__WHAT THIS TASK INVOLVES__
From the entries, return every line where the string "foreach" shows up.

-- SUPPLIED DATA follows --

PR #2783, opened 2020-06-14
Fix context passing for Cloud

jlowin:

## What does this PR change?
This pr fixes a minor bug that resulted from #2707. `CloudTaskRunner.run()` begins by instantiating a default context as `context = context or {}`, and the passed context has a default of None. Since no `context` was being passed to this method, [this call](https://github.com/PrefectHQ/prefect/blob/d52cc24981a43ea12b7c6d10c6280aa24aa3efc0/src/prefect/engine/cloud/task_runner.py#L325) would fail when attempting an in-process retry since context was empty.

### DIFF
--- a/changes/pr2783.yaml
+++ b/changes/pr2783.yaml
@@ -1,0 +1,21 @@
+# An example changelog entry
+#
+# 1. Choose one (or more if a PR encompasses multiple changes) of the following headers:
+#   - feature
+#   - enhancement
+#   - server
+#   - task
+#   - fix
+#   - deprecation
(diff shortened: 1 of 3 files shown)


jcrist:
Nice catch - do you have a test that would have caught this bug?

jlowin:
One of our Cloud integration tests actually caught it, so the good news is those are planned to move more into the Server codebase for faster response -- however (as you can see from these tests) I think I inadvertently broke something with my fix, so I'll be a little longer with a full PR.

Issue #2091, opened 2020-02-26
Implement a `flat_map` operator that's compatible with DFE


jlowin:
(This can be turned into a PIN)

## Use Case
*Please provide a use case to help us understand your request in context*
"Flat maps" refer to iterated mapping steps where each task in the first step produces an iterable, and we want the second step to map over each of those subitems. For example:

```python
@task
def make_list(n):
    return list(range(n+1))

@task
def add_one(x):
    return x + 1

with Flow("test"):
    lists = make_list.map([1,2,3])
    inc = add_one.map(lists)
```

The user might expect `add_one` to be applied to each item of each list, but Prefect will map it over the lists themselves, resulting in a `TypeError`.

We usually recommend solving this like so:

```python
@task
def flatten(lists):
    return [i for l in lists for i in l]

with Flow("test"):
    lists = make_list.map([1,2,3])
    flat_lists = flatten(lists)
    inc = add_one.map(flat_lists)
```

However, once #2041 introduces DFE for mapped chains, this answer will become less appealing because it will force Prefect back into BFE. The lists will all be made, then the reduce / flatten step will take place, then the increment will take place.

It is desirable to introduce some form of flat-mapping such that users with this type of workflow can take advantage of DFE.

## Solution
*Please describe your ideal solution*
Typically, flat maps are explicitly different from maps. It would probably be beneficial for Prefect to follow the same model and introduce a `flat_map` method. 

```python
with Flow("test"):
    lists = make_list.map([1,2,3])
    inc = add_one.flat_map(lists)
```

The key difference between this and normal mapping is not only that it looks "one level down" in the iterable, but that the number of mapped children tasks in the second step is different than the number in the first step. 

(This may violate a current assumption of #2041, but not in an unsolvable way)

## Alternatives
*Please describe any alternatives you've considered, even if you've dismissed them*

PR #2784, opened 2020-06-14
Add support for mapped argument in control flows

davidfhaines:

## What does this PR change?
It adds an optional mapped argument to switch, if/else, case and merge control flow functions and passes to downstream bindings where appropriate.

## Why is this PR important?
Provides support for conditional logic in branches of a mapped pipeline.


jcrist:
Hi @davidfhaines, thanks for the PR. It's not immediately clear to me what your goal here is. I *think* the intent of this PR is to support conditional logic in branches of a mapped pipeline? So the condition itself would be a mapped task, affecting downstream mapped tasks?

If so, what should be the behavior of the following?

```python
cond = is_true.map(some_data)  # a mapped conditional

with case(cond, True, mapped=True):
    some_non_mapped_task()
```

Generally when proposing features like this it's good to provide some example context in the PR or documentation showing how this feature would be used, both with the functional and imperative api. As is right now, I'm not sure exactly what the user-experience should be.

davidfhaines:
> Hi @davidfhaines, thanks for the PR. It's not immediately clear to me what your goal here is. I _think_ the intent of this PR is to support conditional logic in branches of a mapped pipeline? So the condition itself would be a mapped task, affecting downstream mapped tasks?

Thanks @jcrist. Spot on with the intent.

> If so, what should be the behavior of the following?
> 
> ```python
> cond = is_true.map(some_data)  # a mapped conditional
> 
> with case(cond, True, mapped=True):
>     some_non_mapped_task()
> ```

I'd expect the non-mapped task to run in each branch of the mapped pipeline where the condition is `True`. How would you expect the following to behave?

```python
cond = is_true.map(some_data)  # a mapped conditional

with case(cond, True):
    some_mapped_task()
```
 
> Generally when proposing features like this it's good to provide some example context in the PR or documentation showing how this feature would be used, both with the functional and imperative api. As is right now, I'm not sure exactly what the user-experience should be.

Without support for conditional logic in mapped branches, we get:

current_behavior

The only way a specific case would match is if the case value represents the list of _all_ mapped results of the condition. Not sure if that's a common use case, but would have thought it intuitive to support something like the following:

branched_conditional

Unless I've missed something, conditional logic within mapped branches appears hamstrung in its current form.

jcrist:
I see the desire for something like this, and think adding `mapped` kwargs to things like `ifelse`, `switch` and `merge` might make sense. I'm less convinced about `case` though. A `case` block is supposed to be similar to an `if` statement in normal python, with everything under the contextmanager executed conditionally. If find the following behavior non-intuitive and not easy to read:

```python
from prefect import Flow, task, case


@task
def gen_data():
    return [1, 2, 3]


@task
def is_one(x):
    return x == 1


@task
def inc(a):
    return a + 1


@task
def dec(x):
    return x - 1


@task
def echo(x):
    print(f"The value is {x}")


with Flow("test") as flow:
    data = gen_data()

    scalar_value = inc(1)

    with case(is_one.map(data), True, mapped=True):
        # This scalar function is conditionally executed once for every element
        # in `data`, even though it doesn't map over `data` itself - all the
        # calls are the same
        b = dec(scalar_value)

        # This call maps over `data`, and is conditionally executed once for
        # every element in `data`.
        echo.map(data)
```

test


I think my confusion lies with the functional mapping api wanting to work with bulk operations, while `case` reads as a scalar `if` statement. The behavior of `ifelse` and `switch` make more sense to me, as they're also functional, and there's some precedence for other functional conditionals (e.g. `np.where`).

---

For a block-wise api like `case`, I'm not sure what would be best. Perhaps a new construct like a `for` block would make things more readable? Not really thought through:

```python
with Flow("test") as flow:

    a = some_scalar_task()

    with foreach(some_list) as x:
        # All tasks added under this block are implicitly mapped
        # over elements in `some_list`. The `x` value can be used
        # to represent a single element in `some_list` as an argument
        with case(x, 1):
            a_mapped_task(x, a)

# Corresponds to the following python code:
a = some_scalar_task()

for x in some_list:
    if x == 1:
        a_mapped_task(x, a)
```

To support mapping over multiple lists we may want to make `foreach` take `*args`, representing `for` + `zip`.

jcrist:
cc @jlowin, @cicdw for additional api thoughts ^^

jlowin:
I'm actually a little surprised this works because we always envision mapped pipelines as parallel sequences of tasks and this brings some nested fan-out into the mapped pipelines, but after looking through I think it's totally valid and if you were constructing the condition yourself, rather than using our `ifelse` helpers, you could absolutely do this. So from a low-level "does it blend" perspective, 👍 .

I hear @jcrist that our control-flow constructs were always designed to be used   at the "flow-level", when composing tasks, and it feels "wrong" to use `with case():` and pass mapped argument -- though I do really like the `foreach` proposal. This would let users apply any Prefect construct inside their mapped pipeline using the same APIs we supply at the top "flow-level", and that makes mapping more accessible to users. (Could this be as simple as defaulting `mapped=True` when inside a foreach block?)

As we begin to explore complexity in mapping - basically pushing it beyond the simple parallel pipeline definition and involving conditionals, nested fanouts, and even [flat_maps](#2091), I'm wondering if this is actually the first "real" motivation (in my opinion) for introducing `subflows`. If I had a task `f` that represented an entire subflow of arbitrary logic, then I could build that flow and map `f` over an input. This would absolve our API from needing to handle every possibility; if you're doing some complicated, bundle it as a `SubFlowTask` and just apply it to its inputs.

I recognize this is a significant departure from @davidfhaines PR and don't want to distract, so we can continue this conversation elsewhere (or here), so I guess I'll sum up my points as:
- I think @davidfhaines proposal is reasonable because one could always reimplement our control flow blocks with `mapped=True` if we chose not to expose it ourselves, and it would work
- I think passing `mapped=True` to control flows has potential to lead to confusion as users work with more complex (and possibly nested) conditional logic
- I think @jcrist's proposal is a nice way to simplify that complexity by giving users an explicit "mapped result" object to work with
- I wonder if we should take another step and just say "do whatever you want in a subflow, including implementing arbitrary nested conditional logic, then map that logic over your tasks"

jcrist:
Given the discussion above, I think I'd be fine with merging this with the following changes:

- Remove support for `mapped` in `case`. I think this is tricky to understand, and we may want to do something else here.
- Add some tests for `ifelse`/`switch`/`merge` w/ `mapped=True` that use the functional api *only* (no `set_upstream` etc... calls).

jlowin:
I'd endorse that, and I agree the tests should use the functional API as it's the most likely way most users will interact with this.

davidfhaines:
Many thanks @jcrist and @jlowin. Insightful thread. Have made the requested changes.

src/prefect/tasks/control_flow/conditional.py
```diff
@@ -116,10 +124,11 @@ def as_bool(x):
 
     cases = {c: t for c, t in [(True, true_task), (False, false_task)] if t is not None}
     if cases:
-        switch(condition=as_bool(condition), cases=cases)
+        bool_condition = as_bool.copy().bind(condition, mapped=mapped)
```
jcrist, line 127: You could just call `as_bool(condition, mapped=True)`.

src/prefect/tasks/control_flow/conditional.py
```diff
@@ -147,11 +156,15 @@ def merge(*tasks: Task, flow=None) -> Task:
             one of them will contain a result and the others will all be skipped.
         - flow (Flow, optional): The flow to use, defaults to the current flow
             in context if no flow is specified
+        - mapped (bool, optional): Whether the results of these tasks should be mapped over
+                with the specified keyword arguments; defaults to `False`.
```
jcrist, line 160: I don't think this docstring makes sense with the context of `merge` (same for `ifelse` and `switch`). Perhaps something more along the lines of:

```
If true, the `merge` operation will be mapped over the arguments instead of applied directly. Defaults to `False`.
```

tests/tasks/test_control_flow.py
```diff
@@ -164,6 +164,107 @@ def test_merge_imperative_flow():
     assert state.result[c].result == 2
 
 
+def test_mapped_switch_and_merge_functional():
+    with Flow("iterated map") as flow:
+        mapped_result = identity.copy().map(["a", "b", "c"])
+
+        a = identity.copy().bind("a")
```
jcrist, line 171: You can just do `a = identity("a")`. Same for those below.

tests/tasks/test_control_flow.py
```diff
@@ -164,6 +164,107 @@ def test_merge_imperative_flow():
...
+        b = identity.copy().bind("b")
+        c = identity.copy().bind("c")
+
+        switch(condition=mapped_result, cases=dict(a=a, b=b, c=c), mapped=True)
+
+        merge_result = merge(a, b, c, flow=flow, mapped=True)
```
jcrist, line 177: No need to pass in the flow, this is inferred from the context. The `flow` kwarg is there to support using `merge` when not under a `Flow` context manager.

tests/tasks/test_control_flow.py
```diff
@@ -164,6 +164,107 @@ def test_merge_imperative_flow():
...
+
+    state = flow.run()
+
+    assert state.result[a].result == ["a", None, None]
+    assert state.result[b].result == [None, "b", None]
+    assert state.result[c].result == [None, None, "c"]
+    assert state.result[merge_result].result == ["a", "b", "c"]
+
+
+def test_mapped_switch_and_merge_imperative():
```
jcrist, line 187: I don't actually think this test (and the `test_mapped_ifelse_and_merge_imperative` test) add any extra coverage - just testing with the standard functional api here seems fine to me. No harm in having them, but if you feel like making the change it would shorten our test suite a bit.

changes/pr2784.yaml
```diff
@@ -0,0 +1,5 @@
+enhancement:
+  - "Add support for mapped argument in control flows - [#2784](https://github.com/PrefectHQ/prefect/pull/2784)"
+
+contributor:
+  - "[David Haines](https://github.com/davidfhaines)"
```
jcrist, line 5: Missing a newline here.

src/prefect/tasks/control_flow/conditional.py
```diff
@@ -81,6 +81,8 @@ def b_branch():
         - cases (Dict[Any, Task]): a dict representing the "case" statements of the switch.
             The value of the `condition` task will be compared to the keys of this dict, and
             the matching task will be executed.
+        - mapped (bool, optional): Whether the results of these tasks should be mapped over
```
jcrist, line 84: Sorry, when I commented on the `merge` docstring, I should have better indicated that request also applied to `switch` and `ifelse` - could you update those docstrings as well?

davidfhaines: On me. All sorted and thanks again.

src/prefect/tasks/control_flow/conditional.py
```diff
@@ -108,6 +114,8 @@ def ifelse(condition: Task, true_task: Task, false_task: Task) -> None:
         - condition (Task): a task whose boolean result forms the condition for the ifelse
         - true_task (Task): a task that will be executed if the condition is True
         - false_task (Task): a task that will be executed if the condition is False
+        - mapped (bool, optional): If true, the `merge` operation will be mapped over the
```
jcrist, line 117: `merge` -> `ifelse`

src/prefect/tasks/control_flow/conditional.py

-- SUPPLIED DATA concluded --

__ANSWER TO THE EXERCISE__
    with foreach(some_list) as x:
To support mapping over multiple lists we may want to make `foreach` take `*args`, representing `for` + `zip`.
I hear @jcrist that our control-flow constructs were always designed to be used   at the "flow-level", when composing tasks, and it feels "wrong" to use `with case():` and pass mapped argument -- though I do really like the `foreach` proposal. This would let users apply any Prefect construct inside their mapped pipeline using the same APIs we supply at the top "flow-level", and that makes mapping more accessible to users. (Could this be as simple as defaulting `mapped=True` when inside a foreach block?)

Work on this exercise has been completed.